Hillbilly Elegy - by J.D. Vance

Published:

*Hillbilly Elegy * - by J.D. Vance

Read: 2025-01-10

Recommend: 6/10

I was surprised to learn that the author J.D. Vance is the same person who will serve as Vice President in 2025.

Notes

Here are some text that I highlighted in the book:

  1. More troublingly, when it was all over, he thought something had been done to him. There is a lack of agency here—a feeling that you have little control over your life and a willingness to blame everyone but yourself. This is distinct from the larger economic landscape of modern America.

  2. I am sure this story is as fallible as any human memory. Indeed, when I asked my sister to read an earlier draft, that draft ignited a thirty-minute conversation about whether I had misplaced an event chronologically. I left my version in, not because I suspect my sister’s memory is faulty (in fact, I imagine hers is better than mine), but because I think there is something to learn in how I’ve organized the events in my own mind.

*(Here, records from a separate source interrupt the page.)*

PR #1171, opened 2016-04-14
[GEOT-5403] fix issue with next/hasNext

ianturton:
see [GEOT-5403](https://osgeo-org.atlassian.net/projects/GEOT/issues/GEOT-5403) for full discussion

### DIFF
--- a/modules/library/main/src/main/java/org/geotools/data/store/FilteringFeatureIterator.java
+++ b/modules/library/main/src/main/java/org/geotools/data/store/FilteringFeatureIterator.java
@@ -67,7 +67,7 @@ public class FilteringFeatureIterator<F extends Feature> implements FeatureItera
     }
 
     public F next() throws NoSuchElementException {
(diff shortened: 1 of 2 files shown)


modules/library/main/src/main/java/org/geotools/data/store/FilteringFeatureIterator.java
```diff
@@ -67,6 +67,9 @@ public boolean hasNext() {
     }
 
     public F next() throws NoSuchElementException {
+        if(next==null&&this.hasNext()==false) {
+            throw new NoSuchElementException();
```
dromagnoli: minor suggestions:
please, check the formatting (need some whitespaces). 
I would also personally use !this.hasNext() instead of explicit check with false.

if (next == null && !this.hasNext()) {

aaime:
Looks good to me, I'd add the copyright header to the test class too while you're at it

PR #40, opened 2016-05-11
tests: Adapt tests to the new client

ercolanelli-leo:


algoliasearch/client_test.go
```diff
@@ -36,852 +34,837 @@ func initTest(t *testing.T) (*Client, *Index) {
...
-	_, err = index.WaitTask(resp)
-	if err != nil {
-		t.Fatalf(err.Error())
-	}
-	items, err := index.Browse(1, 1)
+	object := Object{"name": "John Snow", "objectID": "àlgol?à"}
+
+	addWait(object, index, t)
+
+	browse, err := index.Browse(map[string]interface{}{"page": 1, "hitsPerPage": 1})
```
aseure: `_, err :=` because `browse` is unused.

algoliasearch/client_test.go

  3. We tend to overstate and to understate, to glorify the good and ignore the bad in ourselves. This is why the folks of Appalachia reacted strongly to an honest look at some of its most impoverished people. It’s why I worshipped the Blanton men, and it’s why I spent the first eighteen years of my life pretending that everything in the world was a problem except me. The truth is hard, and the hardest truths for hill people are the ones they must tell about themselves.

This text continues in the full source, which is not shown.